Fibonacci Numbers : An Introduction

 

Fibonacci Numbers

Fibonacci numbers denote a sequence of numbers that go under the name of Italian mathematician Leonardo Fibonacci.1 More precisely, these numbers are known as Fibonacci sequence, and the numbers that belong to this are called Fibonacci numbers. The sequence actually has quite a simple definition, namely:

F(1) = 1,

F(2) = 1,

F(n) = F(n − 1) + F(n − 2) (for n > 2).

In concrete terms, the sequence can be enumerated as 1, 1, 2, 3, 5, 8, 13, 21, 34, 55, 89, . . .. The Fibonacci sequence F(n) is known to attract widespread interest for frequently appearing as a numerical model when we try to build models representing natural phenomena, such as the arrangement of seeds in sunflowers, the number of rabbit siblings, and others. Let us deepen our understanding of recursive calls using this sequence. At the same time, let us discover the limitations of recursive calls and introduce further refinements.

2.2.1 Computing Fibonacci Numbers F(n) Arising from

Recursive Calls

There is one particular aspect that must be considered carefully when working with recursive calls.We have seen that, in recursive calls, the algorithm capable of solving its own partial problem is reused. It is worth noting to what extent this “partial problem” is necessary. In the Tower of Hanoi problem, we reused the algorithm for solving the partial problem of size n − 1 to solve a problem of size n. Considering the definition of Fibonacci numbers F(n), the values of both F(n − 1) and F(n − 2) are required. From this fact, we learn that it does not suffice to show a clear solution for the small partial problem in n = 1, but the solutions for n = 1 and n = 2 are 1  also needed. If we construct the algorithm according to its definition while paying attention to this point, we obtain the algorithm below. Using this algorithm, the n-th Fibonacci number F(n) can be obtained by calling Fibr(n), which produces the returned value as its output.

Algorithm 13: recursive algorithm Fibr(n) to compute the n-th Fibonacci number

F(n)

Input : n

Output: the n-th Fibonacci number F(n)

1 if n = 1 then return 1;

2 if n = 2 then return 1;

3 return Fibr(n − 1) + Fibr(n − 2);

Exercise 20 Implement and execute the algorithm above. How will the

program behave when n is made slightly larger (by a few tens)?

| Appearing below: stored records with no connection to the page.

PR #777, opened 2025-09-04
Require the macOS SDK for `InspectBuildDescriptionTests`

ahoppen:
We need the macOS SDK in order to generate the build graph containing app targets.


ahoppen:
@swift-ci Please test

2.2.2 Execution Time of Fibr Based on Recursive Calls

When we implement and execute Fibr(n), execution clearly slows down for values around n = 40 and above. Why does this occur? Let us consider an execution time tF (n). When considering execution times, examining the recursive equation is inevitable. In concrete terms, we have:

• For n = 1: a constant time tF (1) = c1

• For n = 2: a constant time tF (2) = c2

• For n > 2: for a given constant c3, tF (n) = tF (n − 1) + tF (n − 2) + c3

Here, the value of the constant itself has no meaning, and therefore, we can simply

denote them as c. By adding c to both sides of the equation, for n > 2 we can write:

tF (n) + c = (tF (n − 1) + c) + (tF (n − 2) + c)

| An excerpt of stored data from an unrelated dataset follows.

PR #778, opened 2025-09-05
Dependencies: support clang modules when parsing dependency validation info

sina-mahdavi:
This PR adds support for the new Clang `-header-include-format=direct-per-file` output, which now tracks Clang modules. The logic should still support the old format for backwards compatibility if it doesn't detect a version number in the trace file. The related LLVM PR is: https://github.com/llvm/llvm-project/pull/156756


sina-mahdavi:
@swift-ci Please test

sina-mahdavi:
@swift-ci Please test

Sources/SWBTaskExecution/TaskActions/ClangCompileTaskAction.swift
```diff
@@ -610,9 +616,65 @@ public final class ClangNonModularCompileTaskAction: TaskAction {
     }
 }
 
+fileprivate func parseTraceData(_ data: Data) throws -> TraceData? {
+    if let jsonObject = try JSONSerialization.jsonObject(with: data) as? [String: Any],
```
jakepetroules: We don't use JSONSerialization directly in Swift Build, as it is Any-typed. When you need to decode _arbitrary_ JSON structures, use:

```swift
if let jsonObject = try PropertyList.fromJSONData(data)
```

...which will give you a strongly-typed JSON object tree. You can then access the version like:

```swift
jsonObject.dictValue?["version"]?.stringValue
```

Sources/SWBTaskExecution/TaskActions/ClangCompileTaskAction.swift
```diff
@@ -610,9 +616,65 @@ public final class ClangNonModularCompileTaskAction: TaskAction {
...
+        return nil
+    } else {
+        // The initial unversioned format (v1) of the trace file generated from clang
+        // is a JSON array so deserializing it as a dictionary will fail.
+        return .V1(try JSONDecoder().decode(TraceData.TraceFileV1.self, from: data))
+    }
+}
+
+fileprivate func parseTraceSourceLocation(_ locationStr: String) -> SWBUtil.Diagnostic.Location {
+    guard let match = locationStr.wholeMatch(of: #/(.+):(\d+):(\d+)/#) else {
```
jakepetroules: Use named capture groups so you're not accessing the captures by index:

```suggestion
    guard let match = locationStr.wholeMatch(of: #/(?<filename>.+):(?<line>\d+):(?<line>\d+)/#) else {
```

then:

```swift
let filename = Path(match.filename)
let line = Int(match.line)
let column = Int(match.column)
```

This also helps avoids accessing the wrong element if the regex adds/removes capture groups over time.

Tests/SWBBuildSystemTests/DependencyValidationTests.swift
```diff
@@ -542,7 +542,7 @@ fileprivate struct DependencyValidationTests: CoreBasedTests {
 
             // Expect complaint about undeclared dependency
             try await tester.checkBuild(parameters: BuildParameters(configuration: "Debug"), runDestination: .host, persistent: true) { results in
-                results.checkError(.contains("Missing entries in MODULE_DEPENDENCIES: Foundation (for task"))
+                results.checkError(.contains("Missing entry in MODULE_DEPENDENCIES: Foundation (for task"))
```
mirza-garibovic, line 545: Hmm why would this change? I thought the top level diag was always pluralized.

sina-mahdavi: The test fails for me locally with "entries", I think it's because the "(for task" substring is at the end of the diagnostic which will have the singular messages. So the whole diagnostic is like:
```
Missing entries in MODULE_DEPENDENCIES: Foundation Foundation
/private/var/folders/5h/9y9ls7ms0fs8gdmlfwklkwpm0000gn/T/swbuild.tmp.x8Tuqtfi/Data.noindex/Test/aProject/Sources/CoreFoo.m: Missing entry in MODULE_DEPENDENCIES: Foundation
/private/var/folders/5h/9y9ls7ms0fs8gdmlfwklkwpm0000gn/T/swbuild.tmp.x8Tuqtfi/Data.noindex/Test/aProject/Sources/CoreBar.m: Missing entry in MODULE_DEPENDENCIES: Foundation (for task: [\"ValidateDependencies\"])
```

If you want I could change this to look for `Missing entries in MODULE_DEPENDENCIES: Foundation Foundation\n`?

bob-wilson: The missing entries are supposed to be de-duplicated (which is why the test checks for "(for task" at the end). It sounds like that's not working.

Sources/SWBTaskExecution/TaskActions/ClangCompileTaskAction.swift
```diff
@@ -483,29 +481,39 @@ public final class ClangCompileTaskAction: TaskAction, BuildValueValidatingTaskA
         isModular: Bool
     ) throws {
         let payload: DependencyValidationInfo.Payload
-        if let traceFilePath {
-            let traceFileContent = try fileSystem.read(traceFilePath)
+        if let traceFilePath,
+           let traceData = try parseTraceData(Data(fileSystem.read(traceFilePath))) {
 
-            let traceData: Array<TraceData>
-            // clang will emit an empty file instead of an empty array when there's nothing to trace
```
bob-wilson, line 492: Did you check that the empty file case works? I don't see an explicit check for that, but maybe it's handled by your parsing code.

sina-mahdavi: You're right I need to check that, I'll add that check.

Tests/SWBBuildSystemTests/DependencyValidationTests.swift
sina-mahdavi: Actually I think there's an issue with the deduplication in my implementation of parsing v1 traces that I need to fix. However, even after fixing that the diagnostic looks like this:
```
Missing entries in MODULE_DEPENDENCIES: Foundation
Missing entry in MODULE_DEPENDENCIES: Foundation (for task: [\"ValidateDependencies\"])
```

owenv:
@swift-ci test

sina-mahdavi:
@swift-ci test

Tests/SWBBuildSystemTests/DependencyValidationTests.swift
sina-mahdavi: Ok I think my last commit should fix the deduplication issue, the first line of the diagnostic has only one mention of `Foundation`. However, `Foundation (for task` is still only in the last line which has singular `entry`.

bob-wilson:
@swift-ci test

which is exactly equivalent to the definition of Fibonacci numbers. In other words,

the execution time tF (n) of Fibr(n) can be considered proportional to the value of

Fibonacci numbers.  it is known that Fibonacci numbers F(n) will be F(n) ∼ _(1.618n). In other words, Fibonacci numbers constitute an exponential function. Therefore, if we compute Fibonacci numbers according to their definition, the computation time tends to increase exponentially, that is, if n becomes larger, the computation time of a naïve implementation is excessively large.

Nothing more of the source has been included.